PR #18263, opened 2024-03-21
Adds Disguised Module (Fixing my mistakes)

JORJ949:
[silicons] [feature] [wiki]
## About the PR 

Adds a freeform law module that looks like an Asimov/NT/Robocop law to Head of Staff traitor uplinks.
(Im sorry)

## Why's this needed? 

The current silicon traitor item, the AI laser camera module sucks and I think a better law based traitor item for heads of staff would be great.

## Changelog 

```changelog
(u)JORJ949
(*)Added Disguised law module to head of staff traitor uplinks.
```

### DIFF
--- a/code/datums/syndicate_buylist.dm
+++ b/code/datums/syndicate_buylist.dm
@@ -1036,6 +1036,18 @@ ABSTRACT_TYPE(/datum/syndicate_buylist/traitor)
 	not_in_crates = TRUE
 	job = list("Captain", "VIP", "Regional Director", "Inspector")
 
+/datum/syndicate_buylist/traitor/ai_disguised_module
+	name = "AI Disguised Law Module"
+	name = "Disguised AI Law Module"
+	item = /obj/item/aiModule/disguised_module
+	cost = 2
+	vr_allowed = FALSE
+	not_in_crates = TRUE
+	desc = "An AI law that at a glance looks completely normal."
+	desc = "An AI law module that at a glance looks completely normal, but could tell the AI to do anything."
+	job = list("Captain", "Head of Personnel", "Research Director", "Medical Director", "Chief Engineer")
+	can_buy = UPLINK_TRAITOR
+
 /////////////////////////////////////////// Surplus-exclusive items //////////////////////////////////////////////////
 
 ABSTRACT_TYPE(/datum/syndicate_buylist/surplus)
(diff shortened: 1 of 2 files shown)


code/obj/item/ai_modules.dm
```diff
@@ -346,6 +346,27 @@ ABSTRACT_TYPE(/obj/item/aiModule/syndicate)
...
+		src.lawText = lawTarget ? lawTarget : "Commit random acts of evil."
+		return ..()
+
+	attack_self(mob/user)
+		var/lawTarget = input_law_info(user, "Freeform", "Please enter anything you want the AI to do. Probably murder.", src.lawText)
+		if(lawTarget)
+			src.update_law_text(user, lawTarget)
+			if (lawTarget != initial(lawText))
+				phrase_log.log_phrase("ailaw", src.get_law_text(allow_list=FALSE), no_duplicates=TRUE)
+		return
```
Mister-Moriarty, line 369: `/obj/item/aiModule/disguised_module` should be a subtype of `/obj/item/aiModule/freeform`; this would permit you to forgo reimplementing the freeform `update_law_text()` and `attack_self()` procs.

code/datums/syndicate_buylist.dm
```diff
@@ -1036,6 +1036,18 @@ ABSTRACT_TYPE(/datum/syndicate_buylist/traitor)
 	not_in_crates = TRUE
 	job = list("Captain", "VIP", "Regional Director", "Inspector")
 
+/datum/syndicate_buylist/traitor/ai_disguised_module
+	name = "AI Disguised Law Module"
+	name = "Disguised AI Law Module"
```
Mister-Moriarty, line 1041: `name` has been implemented twice.

code/datums/syndicate_buylist.dm
```diff
@@ -1036,6 +1036,18 @@ ABSTRACT_TYPE(/datum/syndicate_buylist/traitor)
...
+	item = /obj/item/aiModule/disguised_module
+	cost = 2
+	vr_allowed = FALSE
+	not_in_crates = TRUE
+	desc = "An AI law that at a glance looks completely normal."
+	desc = "An AI law module that at a glance looks completely normal, but could tell the AI to do anything."
```
Mister-Moriarty, line 1047: `desc` has been implemented twice.

Mister-Moriarty (changes requested):

code/obj/item/ai_modules.dm
JORJ949: In my last PR it was pointed out that that may cause an issue with the freeform steal objective, which has since been removed.

Mister-Moriarty: > ...freeform steal objective, which has since been removed.

Even if an objective still existed, it would be trivial to replace an `is_type()` check with an `is_type_exact_check()`, or if necessary, implement a variable onto the freeform type that determines whether a particular type qualifies as a freeform module for the purpose of stealing.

--------------------

> **THE TASK**
Say how many lines of the records include the string "lawText"; the number alone is enough.

> **WRITTEN SOLUTION**
3